**DATA FOR PROCESSING**
[Start of section]
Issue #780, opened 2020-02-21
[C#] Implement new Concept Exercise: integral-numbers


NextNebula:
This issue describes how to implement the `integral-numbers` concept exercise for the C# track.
[End of section]
[Start of section]
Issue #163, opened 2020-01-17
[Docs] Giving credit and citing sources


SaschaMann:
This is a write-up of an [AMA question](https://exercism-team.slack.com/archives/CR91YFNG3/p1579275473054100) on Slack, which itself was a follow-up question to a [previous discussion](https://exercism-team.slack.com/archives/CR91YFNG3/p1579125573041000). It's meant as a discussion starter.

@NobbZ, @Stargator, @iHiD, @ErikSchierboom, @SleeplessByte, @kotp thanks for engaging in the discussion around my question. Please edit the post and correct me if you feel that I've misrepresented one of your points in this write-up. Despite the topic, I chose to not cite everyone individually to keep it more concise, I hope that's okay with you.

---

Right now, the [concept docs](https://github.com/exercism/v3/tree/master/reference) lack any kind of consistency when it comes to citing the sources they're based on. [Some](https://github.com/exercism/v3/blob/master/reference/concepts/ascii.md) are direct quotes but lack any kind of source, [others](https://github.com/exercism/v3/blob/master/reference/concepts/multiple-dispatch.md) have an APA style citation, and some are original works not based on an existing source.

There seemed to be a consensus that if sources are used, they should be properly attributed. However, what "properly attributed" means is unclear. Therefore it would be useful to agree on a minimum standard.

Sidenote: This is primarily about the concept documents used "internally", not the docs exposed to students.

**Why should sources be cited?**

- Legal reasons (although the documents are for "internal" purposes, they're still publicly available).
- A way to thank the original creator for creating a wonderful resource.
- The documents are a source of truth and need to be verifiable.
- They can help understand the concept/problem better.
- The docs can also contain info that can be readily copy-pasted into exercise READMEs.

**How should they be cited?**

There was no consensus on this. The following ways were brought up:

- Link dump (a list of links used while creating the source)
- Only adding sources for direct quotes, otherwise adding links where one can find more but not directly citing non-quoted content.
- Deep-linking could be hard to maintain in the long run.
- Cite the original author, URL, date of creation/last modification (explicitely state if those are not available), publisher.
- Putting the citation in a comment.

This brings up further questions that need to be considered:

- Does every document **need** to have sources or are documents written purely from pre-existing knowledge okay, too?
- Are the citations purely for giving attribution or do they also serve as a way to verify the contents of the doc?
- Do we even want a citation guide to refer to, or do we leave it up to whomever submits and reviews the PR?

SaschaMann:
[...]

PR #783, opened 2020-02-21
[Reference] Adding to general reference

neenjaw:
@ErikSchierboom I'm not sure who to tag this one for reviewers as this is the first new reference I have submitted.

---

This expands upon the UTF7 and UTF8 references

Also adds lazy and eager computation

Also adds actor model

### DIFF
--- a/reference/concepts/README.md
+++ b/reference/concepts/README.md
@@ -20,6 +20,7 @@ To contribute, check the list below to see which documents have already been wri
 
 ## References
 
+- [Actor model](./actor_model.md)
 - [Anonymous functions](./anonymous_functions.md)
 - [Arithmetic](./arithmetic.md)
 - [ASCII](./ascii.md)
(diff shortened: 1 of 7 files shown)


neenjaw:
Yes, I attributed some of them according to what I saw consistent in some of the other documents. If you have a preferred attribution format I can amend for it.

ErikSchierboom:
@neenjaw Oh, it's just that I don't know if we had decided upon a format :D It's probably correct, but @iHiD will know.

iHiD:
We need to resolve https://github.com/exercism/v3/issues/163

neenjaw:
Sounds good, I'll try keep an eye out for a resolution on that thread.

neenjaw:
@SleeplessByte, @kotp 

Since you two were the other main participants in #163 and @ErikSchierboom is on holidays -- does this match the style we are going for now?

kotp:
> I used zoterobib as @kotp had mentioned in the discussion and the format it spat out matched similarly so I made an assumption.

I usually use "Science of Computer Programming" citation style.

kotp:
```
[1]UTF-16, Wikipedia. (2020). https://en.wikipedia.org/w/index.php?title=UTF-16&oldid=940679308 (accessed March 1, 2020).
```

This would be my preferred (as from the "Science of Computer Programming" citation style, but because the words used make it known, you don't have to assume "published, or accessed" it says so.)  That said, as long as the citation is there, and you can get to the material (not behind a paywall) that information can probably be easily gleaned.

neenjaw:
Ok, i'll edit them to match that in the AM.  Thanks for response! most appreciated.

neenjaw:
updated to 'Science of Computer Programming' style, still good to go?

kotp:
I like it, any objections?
[End of section]
[Start of section]
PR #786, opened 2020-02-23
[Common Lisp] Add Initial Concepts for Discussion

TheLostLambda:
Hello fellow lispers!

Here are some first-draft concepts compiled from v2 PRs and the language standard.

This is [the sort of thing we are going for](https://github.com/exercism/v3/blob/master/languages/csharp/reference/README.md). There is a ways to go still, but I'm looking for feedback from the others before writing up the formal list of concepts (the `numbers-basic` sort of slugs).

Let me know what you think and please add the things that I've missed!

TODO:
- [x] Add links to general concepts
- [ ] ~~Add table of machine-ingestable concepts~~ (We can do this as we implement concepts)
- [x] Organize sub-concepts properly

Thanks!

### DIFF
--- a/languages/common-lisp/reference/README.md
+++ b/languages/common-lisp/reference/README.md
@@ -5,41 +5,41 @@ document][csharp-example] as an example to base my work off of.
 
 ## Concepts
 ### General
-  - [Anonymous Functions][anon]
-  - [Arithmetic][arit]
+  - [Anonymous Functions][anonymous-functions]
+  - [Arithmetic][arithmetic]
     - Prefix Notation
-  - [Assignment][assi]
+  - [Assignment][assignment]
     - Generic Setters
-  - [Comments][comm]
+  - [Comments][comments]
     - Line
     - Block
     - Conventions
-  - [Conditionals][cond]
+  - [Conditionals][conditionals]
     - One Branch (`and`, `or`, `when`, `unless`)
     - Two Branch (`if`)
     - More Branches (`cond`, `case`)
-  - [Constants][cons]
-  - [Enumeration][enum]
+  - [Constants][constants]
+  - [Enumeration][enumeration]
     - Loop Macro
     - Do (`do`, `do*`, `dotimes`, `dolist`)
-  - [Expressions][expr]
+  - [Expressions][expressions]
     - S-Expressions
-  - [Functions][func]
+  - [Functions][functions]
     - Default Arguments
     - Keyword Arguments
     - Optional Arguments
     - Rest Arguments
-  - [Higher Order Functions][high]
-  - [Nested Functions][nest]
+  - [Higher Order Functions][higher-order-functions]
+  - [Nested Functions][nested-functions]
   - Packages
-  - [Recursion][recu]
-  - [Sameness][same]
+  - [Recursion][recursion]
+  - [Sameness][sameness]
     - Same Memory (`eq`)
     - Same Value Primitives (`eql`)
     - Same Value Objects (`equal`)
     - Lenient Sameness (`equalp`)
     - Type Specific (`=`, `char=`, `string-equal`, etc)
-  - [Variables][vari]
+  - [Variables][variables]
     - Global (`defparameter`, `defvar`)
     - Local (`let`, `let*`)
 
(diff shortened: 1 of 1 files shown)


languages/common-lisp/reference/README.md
[End of section]
**PROMPT**
What is needed is a verbatim copy of every line in the records above from the one containing "I have submitted." down to the one containing "- [Anonymous functions](./anonymous_functions.md)", both included, and nothing more.

**WORKED SOLUTION**
@ErikSchierboom I'm not sure who to tag this one for reviewers as this is the first new reference I have submitted.

---

This expands upon the UTF7 and UTF8 references

Also adds lazy and eager computation

Also adds actor model

### DIFF
--- a/reference/concepts/README.md
+++ b/reference/concepts/README.md
@@ -20,6 +20,7 @@ To contribute, check the list below to see which documents have already been wri
 
 ## References
 
+- [Actor model](./actor_model.md)
 - [Anonymous functions](./anonymous_functions.md)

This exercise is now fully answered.